# Anubias White 'Platinum'



## limz_777 (Jun 29, 2005)

should be the same , just fancy names


----------



## HybridHerp (May 24, 2012)

I predict its just a flashy name to get more people interested, that kind of thing happens a lot in this hobby. Still a pretty plant, I have to get my hands on it one day.


----------



## saddletramp (May 19, 2012)

Just another fancy name for a very white form.
Several years ago I purchased Anubias 'Snowflake' It looks very similar.
It grows slowly. There are now three pots of it.
Bill


----------



## Kehy (Feb 5, 2012)

saddletramp said:


> Just another fancy name for a very white form.
> Several years ago I purchased Anubias 'Snowflake' It looks very similar.
> It grows slowly.
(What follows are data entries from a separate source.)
PR #411, opened 2024-07-22
migration fails when old tomcat configuration files are present in the source system (bsc#1228183)

mbussolotto:
## What does this PR change?

see title 
## Test coverage
- No tests

- [x] **DONE**

## Links

Issue(s): https://github.com/SUSE/spacewalk/issues/24877
Issue(s): https://github.com/uyuni-project/uyuni/issues/8946

- [x] **DONE**

## Changelogs

- [ ] No changelog needed

# Before you merge

### DIFF
--- a/mgradm/shared/templates/migrateScriptTemplate.go
+++ b/mgradm/shared/templates/migrateScriptTemplate.go
@@ -48,6 +48,10 @@ rpm -qa --qf '[%{fileflags},%{filenames}\n]' |grep ",/etc/" | while IFS="," read
     fi
 done
 
+# exclude tomcat default configuration. All settings should be store in /etc/tomcat/conf.d/
+echo "-/ /etc/sysconfig/tomcat" >> exclude_list
+echo "-/ /etc/tomcat/tomcat.conf" >> exclude_list
+
 # exclude schema migration files
 echo "-/ /etc/sysconfig/rhn/reportdb-schema-upgrade" >> exclude_list
 echo "-/ /etc/sysconfig/rhn/schema-upgrade" >> exclude_list
@@ -80,6 +84,14 @@ while IFS="," read -r target path ; do
   fi
 done < distros
 
+if $SSH {{ .SourceFqdn }} test -e /etc/tomcat/conf.d; then
+  echo "Copying tomcat configuration.."
+  mkdir -p /etc/tomcat/conf.d
+  rsync -e "$SSH" --rsync-path='sudo rsync' -avz {{ .SourceFqdn }}:/etc/tomcat/conf.d /etc/tomcat/;
+else
+  echo "Skipping tomcat configuration.."
+fi
+
 rm -f /srv/www/htdocs/pub/RHN-ORG-TRUSTED-SSL-CERT;
 ln -s /etc/pki/trust/anchors/LOCAL-RHN-ORG-TRUSTED-SSL-CERT /srv/www/htdocs/pub/RHN-ORG-TRUSTED-SSL-CERT;
 
@@ -105,10 +117,9 @@ sed 's/client_use_localhost: false/client_use_localhost: true/' -i /etc/cobbler/
 echo "Altering configuration for container environment..."
 sed 's/address=[^:]*:/address=*:/' -i /etc/rhn/taskomatic.conf;
 
-if test ! -f /etc/tomcat/conf.d/remote_debug.conf -a -f /etc/sysconfig/tomcat; then
-  mv /etc/sysconfig/tomcat /etc/tomcat/conf.d/remote_debug.conf
-fi
-
+echo "Altering tomcat configuration..."
+sed 's/--add-modules java.annotation,com.sun.xml.bind://' -i /etc/tomcat/conf.d/*
+sed 's/-XX:-UseConcMarkSweepGC//' -i /etc/tomcat/conf.d/*
 sed 's/address=[^:]*:/address=*:/' -i /etc/tomcat/conf.d/remote_debug.conf
 
 {{ if .Kubernetes }}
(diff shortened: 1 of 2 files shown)


mgradm/shared/templates/migrateScriptTemplate.go
```diff
@@ -52,6 +52,13 @@ done
 echo "-/ /etc/sysconfig/rhn/reportdb-schema-upgrade" >> exclude_list
 echo "-/ /etc/sysconfig/rhn/schema-upgrade" >> exclude_list
 
+
+# exclude old tomcat configuration files. The settings present in the files
+# below would be provided by the image. The user configuration are expected
+# in files in /etc/tomcat/conf.d/
+echo "-/ /etc/sysconfig/tomcat" >> exclude_list
```
rjmateus, line 59: What will happen if the customer have changed the tomcat memory configuration, as we suggest in the tunning guide? https://documentation.suse.com/suma/4.3/en/suse-manager/specialized-guides/large-deployments/tuning.html#tomcat-xmx
I think we have 2 options:
1. Copy all the configuration files, even the `tomcat_java_opts_suse.conf` and filter/replace the two parameters
2. Keep it as is on the PR, but add a note to the migration guide advising the customer to tune the server again, and mentioning some properties are not copied.

mbussolotto: mmm maybe I'm missing something. With this PR we're excluding `/etc/sysconfig/tomcat` and `/etc/tomcat/conf.d/remote_debug.conf`, so `tomcat_java_opts_suse.conf` would be migrated. The offending parameters should be in the file excluded, not in  `tomcat_java_opts_suse.conf` of other files, so no filter/replacement would be required

mbussolotto: ok, I got your point. Actually the wrong parameters are present also in `tomcat_java_opts.conf` if the user changed it

rjmateus: I miss-read the change, and according to @nadvornik the file `tomcat_java_opts_suse.conf` was not copy already.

There are now three pots of it.
> Bill


I will always envy your anubias (at least until I get one). So nice....


----------



## Solcielo lawrencia (Dec 30, 2013)

Where can one buy this "platinum"? I'm very interested.


----------



## plantbrain (Dec 15, 2003)

Baloney names for plants, worse than algae.:wink:

Same as the white Anubias.


----------



## Acro (Jul 7, 2012)

Thanks all! I thought it might just have been a new name for the same plant.

Can't you get side shoots by nicking the rhizome?

As for the source of 'platinum', look harder at the photo, the source is hidden within! 
You could also just search it, like I did, and find the link (where the photo came from) on alibaba . . .


----------